**Task to carry out**
Print the records exactly. Every mark must remain.

**Information provided**
PR #4331, opened 2026-08-18
frontend: move mobile settings into bottom navigation

sutterseba:
After moving Insurance to the Marketplace, "Settings" was now the only item inside "More", causing unnecessary friction to enter the actual settings on mobile.

This moves settings directly into the menu bar, removing the redundant intermediate step.


frontends/web/src/components/bottom-navigation/menu-icons.tsx
```diff
@@ -19,9 +19,15 @@ export const MarketIconSVG = () => (
   </svg>
 );
 
-export const MoreIconSVG = () => (
+export const SettingsIconSVG = () => (
```
thisconnect: Nit: could you just use CogBlue from Icon componet?

thisconnect (approved):
tested Android & macOS LGTM with 1 nit.

frontends/web/src/components/bottom-navigation/menu-icons.tsx
sutterseba: the cog components have baked-in color, so we would need to explicitly switch between them (blue, dark, light). the other bottom nav icons are also inline and simply inherit `currentColor`, so I thought it would be more consistent this way. 

if this is about visual consistency: we could just use the existing cog svg inline as well

thisconnect: correct we cannot use currentColor but it's still better to have 2 .svg files than having all icons in javscript bundle. That is the reason we add -light.svg and -dark.svg for all icons that need it.

sutterseba: updated

note the other three menu icons are still inline JS

thisconnect: ack. lets merge as is,.. one day I'll go over again and move them to svg files.

PR #4332, opened 2026-08-19
ios: disable web view inspection

Beerosagos:
iOS 16.4 allows apps to opt embedded web views into Safari Web Inspector access. Keeping this enabled in production lets an attached inspector execute JavaScript in the app context and reach the native bridge, including the Lightning payment endpoint.

Explicitly disable inspection so release builds do not expose the bridge through Safari developer tooling.


shonsirsha (approved):
LGTM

**Solved problem**
PR #4331, opened 2026-08-18
frontend: move mobile settings into bottom navigation

sutterseba:
After moving Insurance to the Marketplace, "Settings" was now the only item inside "More", causing unnecessary friction to enter the actual settings on mobile.

This moves settings directly into the menu bar, removing the redundant intermediate step.


frontends/web/src/components/bottom-navigation/menu-icons.tsx
```diff
@@ -19,9 +19,15 @@ export const MarketIconSVG = () => (
   </svg>
 );
 
-export const MoreIconSVG = () => (
+export const SettingsIconSVG = () => (
```
thisconnect: Nit: could you just use CogBlue from Icon componet?

thisconnect (approved):
tested Android & macOS LGTM with 1 nit.

frontends/web/src/components/bottom-navigation/menu-icons.tsx
sutterseba: the cog components have baked-in color, so we would need to explicitly switch between them (blue, dark, light). the other bottom nav icons are also inline and simply inherit `currentColor`, so I thought it would be more consistent this way. 

if this is about visual consistency: we could just use the existing cog svg inline as well

thisconnect: correct we cannot use currentColor but it's still better to have 2 .svg files than having all icons in javscript bundle. That is the reason we add -light.svg and -dark.svg for all icons that need it.

sutterseba: updated

note the other three menu icons are still inline JS

thisconnect: ack. lets merge as is,.. one day I'll go over again and move them to svg files.

PR #4332, opened 2026-08-19
ios: disable web view inspection

Beerosagos:
iOS 16.4 allows apps to opt embedded web views into Safari Web Inspector access. Keeping this enabled in production lets an attached inspector execute JavaScript in the app context and reach the native bridge, including the Lightning payment endpoint.

Explicitly disable inspection so release builds do not expose the bridge through Safari developer tooling.


shonsirsha (approved):
LGTM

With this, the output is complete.